(Beginning of DATA PROVIDED)

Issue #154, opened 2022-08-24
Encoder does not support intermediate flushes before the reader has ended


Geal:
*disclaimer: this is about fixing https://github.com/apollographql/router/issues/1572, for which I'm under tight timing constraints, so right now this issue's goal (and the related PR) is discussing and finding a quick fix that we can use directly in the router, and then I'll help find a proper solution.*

(End of DATA PROVIDED)

> **TASK BRIEF**
Would you please repeat the entire listing above exactly?

> **FINISHED TASK**
Issue #154, opened 2022-08-24
Encoder does not support intermediate flushes before the reader has ended


Geal:
*disclaimer: this is about fixing https://github.com/apollographql/router/issues/1572, for which I'm under tight timing constraints, so right now this issue's goal (and the related PR) is discussing and finding a quick fix that we can use directly in the router, and then I'll help find a proper solution.*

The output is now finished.